In the records, each line holding "adapter" must be reported.

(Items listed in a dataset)
+ + +

PR #707, opened 2026-05-01
Memory leak tests + fix

nikrooz:
Adds a test to capture memory leak in both node and fetch handler
1. record the heap size
2. make 125 invocations (configurable) with various statuses (failed, succeed, retrying,...)
3. kill all
4. measure heap and calculate the delta
repeat for 20 times (configurable)

a sample PASS result
```
 PASS SDK memory delta check
 observed heap delta: 0.9 MiB
 threshold: 8.0 MiB
 invocations: 2500

 Memory by iteration:
 | iteration | invocations | heap after GC | delta (vs prev) | delta (vs baseline) | heap before cleanup |
 | --------- | ----------- | ------------- | --------------- | ------------------- | ------------------- |
 | baseline  | 0           | 10.9 MiB      |                 | 0.0 MiB             |                     |
 | 1         | 125         | 11.1 MiB      | 0.2 MiB         | 0.2 MiB             | 11.4 MiB            |
 | 2         | 125         | 11.2 MiB      | 0.0 MiB         | 0.2 MiB             | 11.5 MiB            |
 | 3         | 125         | 11.4 MiB      | 0.2 MiB         | 0.4 MiB             | 12.0 MiB            |
 | 4         | 125         | 11.4 MiB      | 0.1 MiB         | 0.5 MiB             | 12.1 MiB            |
 | 5         | 125         | 11.5 MiB      | 0.0 MiB         | 0.5 MiB             | 12.1 MiB            |
 | 6         | 125         | 11.6 MiB      | 0.1 MiB         | 0.6 MiB             | 12.1 MiB            |
 | 7         | 125         | 11.6 MiB      | 0.0 MiB         | 0.7 MiB             | 12.1 MiB            |
 | 8         | 125         | 11.6 MiB      | -0.0 MiB        | 0.6 MiB             | 12.2 MiB            |
 | 9         | 125         | 11.5 MiB      | -0.0 MiB        | 0.6 MiB             | 12.1 MiB            |
 | 10        | 125         | 11.6 MiB      | 0.1 MiB         | 0.7 MiB             | 12.2 MiB            |
 | 11        | 125         | 11.7 MiB      | 0.1 MiB         | 0.7 MiB             | 12.2 MiB            |
 | 12        | 125         | 11.8 MiB      | 0.1 MiB         | 0.8 MiB             | 12.4 MiB            |
 | 13        | 125         | 11.8 MiB      | 0.0 MiB         | 0.8 MiB             | 12.3 MiB            |
 | 14        | 125         | 11.7 MiB      | -0.1 MiB        | 0.8 MiB             | 12.4 MiB            |
 | 15        | 125         | 11.7 MiB      | 0.0 MiB         | 0.8 MiB             | 12.3 MiB            |
 | 16        | 125         | 11.8 MiB      | 0.1 MiB         | 0.9 MiB             | 12.4 MiB            |
 | 17        | 125         | 11.8 MiB      | -0.0 MiB        | 0.8 MiB             | 12.4 MiB            |
 | 18        | 125         | 11.7 MiB      | -0.0 MiB        | 0.8 MiB             | 12.4 MiB            |
 | 19        | 125         | 11.8 MiB      | 0.0 MiB         | 0.9 MiB             | 12.4 MiB            |
 | 20        | 125         | 11.8 MiB      | 0.0 MiB         | 0.9 MiB             | 12.5 MiB            |
 
 Final heap summary:
 | metric                   | value    |
 | ------------------------ | -------- |
 | invocations              | 2500     |
 | baseline heap            | 10.9 MiB |
 | final heap after GC      | 11.8 MiB |
 | heap delta (vs baseline) | 0.9 MiB  |
 | retained heap threshold  | 8.0 MiB  |
 ```

A sample FAILED result
```
 FAIL SDK memory delta check
 observed heap delta: 27.4 MiB
 threshold: 8.0 MiB
 invocations: 2500
 
 Memory by iteration:
 | iteration | invocations | heap after GC | delta (vs prev) | delta (vs baseline) | heap before cleanup |
 | --------- | ----------- | ------------- | --------------- | ------------------- | ------------------- |
 | baseline  | 0           | 12.4 MiB      |                 | 0.0 MiB             |                     |
 | 1         | 125         | 14.2 MiB      | 1.8 MiB         | 1.8 MiB             | 43.1 MiB            |
 | 2         | 125         | 15.2 MiB      | 1.1 MiB         | 2.8 MiB             | 37.3 MiB            |
 | 3         | 125         | 16.7 MiB      | 1.5 MiB         | 4.3 MiB             | 39.4 MiB            |
 | 4         | 125         | 18.2 MiB      | 1.5 MiB         | 5.8 MiB             | 39.4 MiB            |
 | 5         | 125         | 19.4 MiB      | 1.2 MiB         | 7.0 MiB             | 39.5 MiB            |
 | 6         | 125         | 21.2 MiB      | 1.8 MiB         | 8.8 MiB             | 47.9 MiB            |
 | 7         | 125         | 22.5 MiB      | 1.3 MiB         | 10.1 MiB            | 30.9 MiB            |
 | 8         | 125         | 23.8 MiB      | 1.4 MiB         | 11.4 MiB            | 24.5 MiB            |
 | 9         | 125         | 25.3 MiB      | 1.5 MiB         | 12.9 MiB            | 49.5 MiB            |
 | 10        | 125         | 26.7 MiB      | 1.4 MiB         | 14.4 MiB            | 32.0 MiB            |
 | 11        | 125         | 28.0 MiB      | 1.3 MiB         | 15.6 MiB            | 49.8 MiB            |
 | 12        | 125         | 29.3 MiB      | 1.3 MiB         | 16.9 MiB            | 50.6 MiB            |
 | 13        | 125         | 30.5 MiB      | 1.2 MiB         | 18.1 MiB            | 60.1 MiB            |
 | 14        | 125         | 31.9 MiB      | 1.5 MiB         | 19.5 MiB            | 56.1 MiB            |
 | 15        | 125         | 33.2 MiB      | 1.3 MiB         | 20.8 MiB            | 43.0 MiB            |
 | 16        | 125         | 34.4 MiB      | 1.2 MiB         | 22.0 MiB            | 55.9 MiB            |
 | 17        | 125         | 35.6 MiB      | 1.3 MiB         | 23.2 MiB            | 57.6 MiB            |
 | 18        | 125         | 37.0 MiB      | 1.4 MiB         | 24.6 MiB            | 57.9 MiB            |
 | 19        | 125         | 38.5 MiB      | 1.4 MiB         | 26.1 MiB            | 58.4 MiB            |
 | 20        | 125         | 39.8 MiB      | 1.3 MiB         | 27.4 MiB            | 52.8 MiB            |
 
 Final heap summary:
 | metric                   | value    |
 | ------------------------ | -------- |
 | invocations              | 2500     |
 | baseline heap            | 12.4 MiB |
 | final heap after GC      | 39.8 MiB |
 | heap delta (vs baseline) | 27.4 MiB |
 | retained heap threshold  | 8.0 MiB  |
 
```

**Problem:**
As raised in #706, Fetch invocations could retain per-invocation SDK state after completion. The fetch request signal could keep invocation abort listeners alive, and the SDK’s module-level invocation logger map was not cleared on normal completion.

**Fix:**
Use a local AbortController in the fetch adapter, forward request aborts into it, and abort it when processing completes. Also remove the invocation logger after flushAndClose() on all completion paths.

### CODE REVIEW

File: packages/libs/restate-sdk/src/endpoint/node_endpoint.ts [hunk 1]
```diff
@@ -213,6 +212,10 @@ function nodeHandlerImpl(
             httpRequest.headers
           ) ?? endpoint.rlog;
         logger.error("Unexpected error: " + (error.stack ?? error.message));
+      })
+      .finally(() => {
+        httpRequest.off("close", abort);
```
slinkydeveloper: do you need to trigger this yourself? could that cause issues?

packages/libs/restate-sdk/src/endpoint/handlers/fetch.ts
```diff
@@ -39,13 +39,21 @@ export function fetcher(handler: RestateHandler) {
...
+      } else {
+        event.signal.addEventListener("abort", abort, { once: true });
+      }
 
       response
         .process({
           inputReader,
           outputWriter,
           writeHead,
-          abortSignal: event.signal,
```
slinkydeveloper, line 48: IMO this is a bun bug. My expectation is that the abort signal is fired neverthless, but clearly it isn't.

slinkydeveloper (commented):
a bit puzzled by this....

.github/workflows/integration.yaml
slinkydeveloper, line 1: instead of updating this file, can you create another integration.yaml file for fetch/bun? This file is used by runtime too, i don't think we need to run bun tests in runtime. Also two files -> easier to mantain

packages/libs/restate-sdk/src/endpoint/handlers/generic.ts
```diff
@@ -469,12 +469,16 @@ class RestateInvokeResponse implements RestateResponse {
...
-      );
+      try {
+        await flushAndClose(
+          this.coreVm,
+          this.vmLogger,
+          inputReader,
+          outputWriter
+        );
+      } finally {
+        destroyLogger(this.loggerId);
```
slinkydeveloper, line 483: I understand you're adding this as safety net, but the contract of this RestateResponse is that the abort controller is called neverthless. I think i even wrote it in the docs.

packages/libs/restate-sdk/src/endpoint/node_endpoint.ts
slinkydeveloper: Given we know it works on node, can we leave the code as it was before? or is there any reason for this addition?

packages/libs/restate-sdk/src/endpoint/handlers/fetch.ts
nikrooz: I might be wrong, but I don’t think this is a Bun bug.

- I tested a few fetch-style runtimes/adapters. Bun, Hono’s Node adapter, Cloudflare Workers/Miniflare, Vercel/Next Node route handlers, and Vercel/Next Edge route handlers do not abort `Request.signal` after a successful response. Deno does, but that seems to be Deno-specific behavior, not something we can rely on everywhere.
- My understanding is that `Request.signal` means “the request was cancelled/aborted”, not “the handler finished successfully”. Some runtimes may also abort it when the request finishes, but that is not portable behavior.
- So if we pass `abortSignal: event.signal`, then `attemptCompletedSignal` behaves differently depending on the runtime.
- I think the fetch adapter should create its own `AbortController`, forward `event.signal` aborts into it, and abort it itself when `response.process()` finishes.

.github/workflows/integration.yaml
nikrooz: sure, will do that.

packages/libs/restate-sdk/src/endpoint/handlers/generic.ts
nikrooz: yes, it's just a safety net. I thought it would make things simpler if the cleanup does not rely on external signal. but happy to revert it you prefer

packages/libs/restate-sdk/src/endpoint/node_endpoint.ts
nikrooz: no we don't need it, I'll revert it. it might be good to keep `httpRequest.off("close", abort);`.
for now I revert it completely, but if you are happy with removing listener I'll add it back.

.github/workflows/integration-fetch.yaml
```diff
@@ -0,0 +1,204 @@
...
+        description: "restate image, superseded by restate commit"
+        required: false
+        default: "ghcr.io/restatedev/restate:main"
+        type: string
+      serviceImage:
+        description: "service image, if provided it will skip building the image from sdk main branch"
+        required: false
+        default: ""
+        type: string
+  workflow_call:
```
slinkydeveloper: we don't need call on this one right? just dispatch (the one i can trigger from ui)

packages/libs/restate-sdk/src/endpoint/handlers/generic.ts
slinkydeveloper: look i'm ok if you wanna keep it, but document it. otherwise when we'll go back at this code we'll be wondering what's going on here with calling destroyLogger twice :D

packages/libs/restate-sdk/src/endpoint/handlers/fetch.ts
```diff
@@ -39,13 +39,21 @@ export function fetcher(handler: RestateHandler) {
...
 
       const { writeHead, head } = captureHead();
+      // propagate request aborts, and abort again when processing completes.
+      const abortController = new AbortController();
+      const abort = () => abortController.abort();
+      if (event.signal.aborted) {
+        abort();
+      } else {
+        event.signal.addEventListener("abort", abort, { once: true });
+      }
```
slinkydeveloper: can you add some comment here about the stuff you mentioned that different runtimes do whatever they want here with this signal?

slinkydeveloper (approved):
left few bits, otherwise lgtm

+ + +

**Completed exercise:**
Use a local AbortController in the fetch adapter, forward request aborts into it, and abort it when processing completes. Also remove the invocation logger after flushAndClose() on all completion paths.
- I tested a few fetch-style runtimes/adapters. Bun, Hono’s Node adapter, Cloudflare Workers/Miniflare, Vercel/Next Node route handlers, and Vercel/Next Edge route handlers do not abort `Request.signal` after a successful response. Deno does, but that seems to be Deno-specific behavior, not something we can rely on everywhere.
- I think the fetch adapter should create its own `AbortController`, forward `event.signal` aborts into it, and abort it itself when `response.process()` finishes.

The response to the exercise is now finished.